DeathStation 9000 or DS9K is sometimes also used as an adjective, as in "a DS9K endianness", meaning an endianness which is neither big-endian nor little-endian, like the American date format MM/DD/YYYY.

Excuse me, there's a thread I need to visit

Captain

I'm pretty sure (but not certain) that P.R. Halmos popularized the usage in the 1940s and 1950s. But I get your point.

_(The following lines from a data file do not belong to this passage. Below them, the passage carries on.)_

PR #2316, opened 2022-11-11
[Modules] Update SQL MI to new dependencies approach

eriqua:
# Description

- Converting to new dependencies approach
- Fixed dependency between keys and encryption object

| Pipeline |
| - |
| [Sql: ManagedInstances](https://github.com/Azure/ResourceModules/actions/workflows/ms.sql.managedinstances.yml) |

# Type of Change

- [ ] Update to documentation

# Checklist

- [ ] I did format my code


modules/Microsoft.Sql/managedInstances/.test/common/dependencies.bicep
```diff
@@ -0,0 +1,350 @@
...
+@description('Required. The name of the Managed Identity to create.')
+param managedIdentityName string
+
+@description('Required. The name of the Key Vault to create.')
+param keyVaultName string
+
+@description('Optional. The location to deploy resources to.')
+param location string = resourceGroup().location
+
+var sqlMiVnetAddressPrefix = '10.0.0.0/16'
```
AlexanderSehr, line 19: why the variable(s) if they're only used in one single location?

modules/Microsoft.Sql/managedInstances/.test/min/dependencies.bicep
```diff
@@ -0,0 +1,289 @@
...
+@description('Required. The name of the Network Security Group to create.')
+param networkSecurityGroupName string
+
+@description('Required. The name of the Route Table to create.')
+param routeTableName string
+
+@description('Optional. The location to deploy resources to.')
+param location string = resourceGroup().location
+
+var sqlMiVnetAddressPrefix = '10.0.0.0/16'
```
AlexanderSehr, line 13: Same as the other comment. If those variables are used only in a single location, I'd much rather put them there like all the other values

eriqua: The subnet prefix is widely used. The vnet prefix is related to the subnet one. If for any reason one would need to change their value, they would likely both be updated, so I suggest to keep them close.

modules/Microsoft.Sql/managedInstances/.test/common/dependencies.bicep
eriqua: Same as other comment

modules/Microsoft.Sql/managedInstances/.test/min/dependencies.bicep
AlexanderSehr: Hm OK. Personally, I feel it is confusing to introduce values in other places if not absolutely necessary, but I won't block the PR for it.

AlexanderSehr (approved):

One student (me) in one school (my school) does is not data, just an anecdote.

tar

@Bulb said:

Everybody, please welcome the… optimizer.

There's been some fairly indepth discussion of this, here, at least:

http://what.thedailywtf.com/t/nasal-string-length/5250/94

(I now relieve myself of the duty of discosearching for the rest of it—if I can't find a fucking URL which I know was posted multiple times, what chance do I have of finding anything useful...)

PJH

@Captain said:

One student (me) in one school (my school) does is not data, just an anecdote.

Anecdata.

da_Doctah

@Captain said:

One student (me) in one school (my school) does is not data, just an anecdote.

The sentence above has circumcise one too many verbs.

ijij

@da_Doctah said:

The sentence above has circumcise one too many verbs.

That's what I was thinking... but :shudder: not how I was thinking it.

Jaime

@dkf said:

DECLARE is not standard SQL, but rather just one of the extensions to it.

OK... so....

T-SQL?

SELECT @fname = FirstName
FROM Employees
WHERE EmployeeID = 42

PleegWat

Or just SQL?

UPDATE TABLE SET COL1='Value' WHERE COL2='Other Value'

dkf

@Jaime said:

OK... so....

T-SQL?

Every DB vendor does extensions to the baseline SQL standard.